◆ Data for this exercise:
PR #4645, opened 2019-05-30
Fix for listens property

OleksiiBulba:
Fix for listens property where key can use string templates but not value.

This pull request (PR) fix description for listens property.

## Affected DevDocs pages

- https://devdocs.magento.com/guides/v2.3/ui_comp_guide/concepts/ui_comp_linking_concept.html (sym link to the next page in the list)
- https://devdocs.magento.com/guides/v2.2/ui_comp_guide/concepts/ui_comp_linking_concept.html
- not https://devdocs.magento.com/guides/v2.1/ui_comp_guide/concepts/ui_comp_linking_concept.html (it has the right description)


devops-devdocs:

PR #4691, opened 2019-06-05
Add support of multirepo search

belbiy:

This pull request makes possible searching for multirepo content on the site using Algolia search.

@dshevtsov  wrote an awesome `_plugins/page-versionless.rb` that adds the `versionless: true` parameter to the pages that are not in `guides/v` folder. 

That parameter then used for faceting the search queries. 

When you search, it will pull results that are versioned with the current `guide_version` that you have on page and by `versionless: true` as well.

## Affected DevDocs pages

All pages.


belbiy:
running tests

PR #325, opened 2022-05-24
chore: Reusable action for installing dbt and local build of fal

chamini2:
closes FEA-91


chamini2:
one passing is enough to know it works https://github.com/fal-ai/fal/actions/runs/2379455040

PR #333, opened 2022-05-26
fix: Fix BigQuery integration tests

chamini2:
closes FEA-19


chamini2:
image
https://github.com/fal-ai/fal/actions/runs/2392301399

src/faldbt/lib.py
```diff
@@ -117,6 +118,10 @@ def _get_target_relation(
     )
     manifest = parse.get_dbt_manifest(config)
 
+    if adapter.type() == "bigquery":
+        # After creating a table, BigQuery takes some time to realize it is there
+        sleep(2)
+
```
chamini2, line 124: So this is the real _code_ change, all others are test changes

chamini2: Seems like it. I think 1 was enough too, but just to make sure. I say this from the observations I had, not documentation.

==

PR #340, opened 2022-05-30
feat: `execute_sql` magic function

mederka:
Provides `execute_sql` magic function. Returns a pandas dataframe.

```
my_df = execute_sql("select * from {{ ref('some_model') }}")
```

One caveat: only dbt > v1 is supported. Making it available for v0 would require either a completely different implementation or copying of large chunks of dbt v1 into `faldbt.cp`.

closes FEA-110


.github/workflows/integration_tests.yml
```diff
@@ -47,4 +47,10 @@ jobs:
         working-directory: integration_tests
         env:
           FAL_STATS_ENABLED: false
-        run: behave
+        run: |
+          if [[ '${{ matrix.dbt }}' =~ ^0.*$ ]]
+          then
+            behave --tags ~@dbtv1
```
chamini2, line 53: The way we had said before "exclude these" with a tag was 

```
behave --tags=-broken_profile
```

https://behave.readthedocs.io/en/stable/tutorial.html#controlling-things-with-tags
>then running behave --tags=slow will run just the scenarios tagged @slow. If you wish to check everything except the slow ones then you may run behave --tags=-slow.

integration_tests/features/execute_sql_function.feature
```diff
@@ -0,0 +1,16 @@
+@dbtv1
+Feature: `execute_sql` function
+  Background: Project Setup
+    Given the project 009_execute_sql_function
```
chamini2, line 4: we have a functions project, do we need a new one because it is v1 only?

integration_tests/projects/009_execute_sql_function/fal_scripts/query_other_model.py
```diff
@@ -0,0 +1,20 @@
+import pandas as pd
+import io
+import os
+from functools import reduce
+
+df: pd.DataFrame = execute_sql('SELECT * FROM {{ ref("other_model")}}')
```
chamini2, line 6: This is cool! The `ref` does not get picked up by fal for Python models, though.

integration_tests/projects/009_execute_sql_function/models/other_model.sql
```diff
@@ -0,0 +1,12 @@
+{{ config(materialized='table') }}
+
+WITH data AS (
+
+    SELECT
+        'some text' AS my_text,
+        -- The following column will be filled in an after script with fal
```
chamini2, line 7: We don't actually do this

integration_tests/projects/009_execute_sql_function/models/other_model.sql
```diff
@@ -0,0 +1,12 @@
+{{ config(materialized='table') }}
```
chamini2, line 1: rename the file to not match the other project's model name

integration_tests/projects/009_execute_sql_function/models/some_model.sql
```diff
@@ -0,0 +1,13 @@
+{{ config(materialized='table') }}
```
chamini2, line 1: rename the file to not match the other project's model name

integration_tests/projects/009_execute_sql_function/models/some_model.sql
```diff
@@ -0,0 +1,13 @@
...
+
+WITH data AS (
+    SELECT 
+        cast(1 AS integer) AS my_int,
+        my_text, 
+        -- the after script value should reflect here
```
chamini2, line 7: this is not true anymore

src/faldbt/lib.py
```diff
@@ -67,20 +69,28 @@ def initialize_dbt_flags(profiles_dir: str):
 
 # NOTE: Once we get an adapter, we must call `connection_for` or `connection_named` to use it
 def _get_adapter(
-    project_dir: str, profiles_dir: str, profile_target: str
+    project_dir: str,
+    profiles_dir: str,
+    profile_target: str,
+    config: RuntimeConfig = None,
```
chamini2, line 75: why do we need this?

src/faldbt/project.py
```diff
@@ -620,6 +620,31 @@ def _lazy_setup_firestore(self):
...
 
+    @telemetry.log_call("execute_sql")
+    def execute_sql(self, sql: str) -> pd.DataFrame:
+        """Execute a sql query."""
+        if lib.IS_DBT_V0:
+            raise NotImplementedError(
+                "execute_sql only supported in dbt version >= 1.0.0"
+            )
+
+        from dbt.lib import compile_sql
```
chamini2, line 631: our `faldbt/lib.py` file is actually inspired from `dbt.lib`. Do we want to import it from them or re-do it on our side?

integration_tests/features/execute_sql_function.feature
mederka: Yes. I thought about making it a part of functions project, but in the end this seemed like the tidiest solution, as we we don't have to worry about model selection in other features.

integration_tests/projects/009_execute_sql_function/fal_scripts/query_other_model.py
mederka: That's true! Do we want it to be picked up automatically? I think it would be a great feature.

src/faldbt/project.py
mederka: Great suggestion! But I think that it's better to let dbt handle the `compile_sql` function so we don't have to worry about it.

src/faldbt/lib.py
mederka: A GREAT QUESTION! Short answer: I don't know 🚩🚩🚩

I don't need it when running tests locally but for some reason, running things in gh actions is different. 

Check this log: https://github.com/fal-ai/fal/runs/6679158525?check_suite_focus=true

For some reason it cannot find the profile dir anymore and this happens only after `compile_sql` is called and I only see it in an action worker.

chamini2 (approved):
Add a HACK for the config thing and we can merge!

◆ Exercise aim: Copy all lines above where "multirepo" is present.

◆ Solution to this exercise:
Add support of multirepo search
This pull request makes possible searching for multirepo content on the site using Algolia search.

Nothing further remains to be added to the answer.